**Task to complete**: Taking the line with "PR #195, opened 2026-07-22" as the first and the line with "we aiming for" as the last, set down exactly every line in that range from the entries below, and no more.

==============================

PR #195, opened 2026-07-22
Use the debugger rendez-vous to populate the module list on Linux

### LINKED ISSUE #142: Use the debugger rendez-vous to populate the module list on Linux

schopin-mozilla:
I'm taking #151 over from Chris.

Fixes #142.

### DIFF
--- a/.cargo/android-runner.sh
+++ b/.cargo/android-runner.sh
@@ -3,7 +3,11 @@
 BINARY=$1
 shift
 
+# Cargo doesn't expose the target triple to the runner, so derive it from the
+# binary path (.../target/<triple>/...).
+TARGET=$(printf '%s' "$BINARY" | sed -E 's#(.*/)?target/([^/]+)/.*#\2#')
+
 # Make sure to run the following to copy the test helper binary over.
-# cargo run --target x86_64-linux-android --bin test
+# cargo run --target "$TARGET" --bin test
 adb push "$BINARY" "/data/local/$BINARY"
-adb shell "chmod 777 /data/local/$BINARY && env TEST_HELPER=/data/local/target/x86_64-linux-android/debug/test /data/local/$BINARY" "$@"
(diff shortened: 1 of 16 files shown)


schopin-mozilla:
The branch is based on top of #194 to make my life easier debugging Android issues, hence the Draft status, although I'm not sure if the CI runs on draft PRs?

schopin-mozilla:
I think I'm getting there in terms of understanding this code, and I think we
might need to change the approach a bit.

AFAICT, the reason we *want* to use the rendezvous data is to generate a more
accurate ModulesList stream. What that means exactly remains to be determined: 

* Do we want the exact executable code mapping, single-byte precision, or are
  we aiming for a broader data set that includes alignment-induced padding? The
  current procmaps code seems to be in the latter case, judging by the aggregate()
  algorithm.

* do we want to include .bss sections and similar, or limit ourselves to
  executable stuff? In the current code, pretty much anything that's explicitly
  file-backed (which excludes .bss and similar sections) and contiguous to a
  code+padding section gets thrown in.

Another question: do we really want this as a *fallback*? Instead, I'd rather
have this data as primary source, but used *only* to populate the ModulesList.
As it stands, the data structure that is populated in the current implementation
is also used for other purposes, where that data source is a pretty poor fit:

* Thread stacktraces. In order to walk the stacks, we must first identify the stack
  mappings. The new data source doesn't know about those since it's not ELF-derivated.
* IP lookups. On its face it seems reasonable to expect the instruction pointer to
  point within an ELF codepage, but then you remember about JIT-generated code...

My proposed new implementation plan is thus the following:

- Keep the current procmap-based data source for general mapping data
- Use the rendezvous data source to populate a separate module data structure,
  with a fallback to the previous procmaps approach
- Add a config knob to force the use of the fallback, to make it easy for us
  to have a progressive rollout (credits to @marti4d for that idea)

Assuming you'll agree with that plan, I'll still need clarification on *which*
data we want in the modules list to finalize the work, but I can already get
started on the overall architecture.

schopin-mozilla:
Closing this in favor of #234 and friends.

==============================

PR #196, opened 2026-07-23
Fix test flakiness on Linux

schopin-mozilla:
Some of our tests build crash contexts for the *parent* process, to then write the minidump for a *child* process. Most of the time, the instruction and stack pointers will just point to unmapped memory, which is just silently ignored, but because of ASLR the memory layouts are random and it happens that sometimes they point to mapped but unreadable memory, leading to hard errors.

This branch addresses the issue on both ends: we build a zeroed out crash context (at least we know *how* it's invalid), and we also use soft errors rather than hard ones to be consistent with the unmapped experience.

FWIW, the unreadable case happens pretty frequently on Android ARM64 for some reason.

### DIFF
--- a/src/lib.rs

==============================

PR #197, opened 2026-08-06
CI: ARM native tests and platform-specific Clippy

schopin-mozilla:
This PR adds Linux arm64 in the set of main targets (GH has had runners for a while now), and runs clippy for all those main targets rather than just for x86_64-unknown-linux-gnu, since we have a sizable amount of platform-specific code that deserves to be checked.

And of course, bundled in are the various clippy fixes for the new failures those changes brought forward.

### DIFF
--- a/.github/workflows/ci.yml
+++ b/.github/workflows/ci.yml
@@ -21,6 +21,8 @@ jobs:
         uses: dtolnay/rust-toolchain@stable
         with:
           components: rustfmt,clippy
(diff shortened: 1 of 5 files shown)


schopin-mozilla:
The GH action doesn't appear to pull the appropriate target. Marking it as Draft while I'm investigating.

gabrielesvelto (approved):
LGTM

==============================

**Final answer**:
PR #195, opened 2026-07-22
Use the debugger rendez-vous to populate the module list on Linux

### LINKED ISSUE #142: Use the debugger rendez-vous to populate the module list on Linux

schopin-mozilla:
I'm taking #151 over from Chris.

Fixes #142.

### DIFF
--- a/.cargo/android-runner.sh
+++ b/.cargo/android-runner.sh
@@ -3,7 +3,11 @@
 BINARY=$1
 shift
 
+# Cargo doesn't expose the target triple to the runner, so derive it from the
+# binary path (.../target/<triple>/...).
+TARGET=$(printf '%s' "$BINARY" | sed -E 's#(.*/)?target/([^/]+)/.*#\2#')
+
 # Make sure to run the following to copy the test helper binary over.
-# cargo run --target x86_64-linux-android --bin test
+# cargo run --target "$TARGET" --bin test
 adb push "$BINARY" "/data/local/$BINARY"
-adb shell "chmod 777 /data/local/$BINARY && env TEST_HELPER=/data/local/target/x86_64-linux-android/debug/test /data/local/$BINARY" "$@"
(diff shortened: 1 of 16 files shown)


schopin-mozilla:
The branch is based on top of #194 to make my life easier debugging Android issues, hence the Draft status, although I'm not sure if the CI runs on draft PRs?

schopin-mozilla:
I think I'm getting there in terms of understanding this code, and I think we
might need to change the approach a bit.

AFAICT, the reason we *want* to use the rendezvous data is to generate a more
accurate ModulesList stream. What that means exactly remains to be determined: 

* Do we want the exact executable code mapping, single-byte precision, or are
  we aiming for a broader data set that includes alignment-induced padding? The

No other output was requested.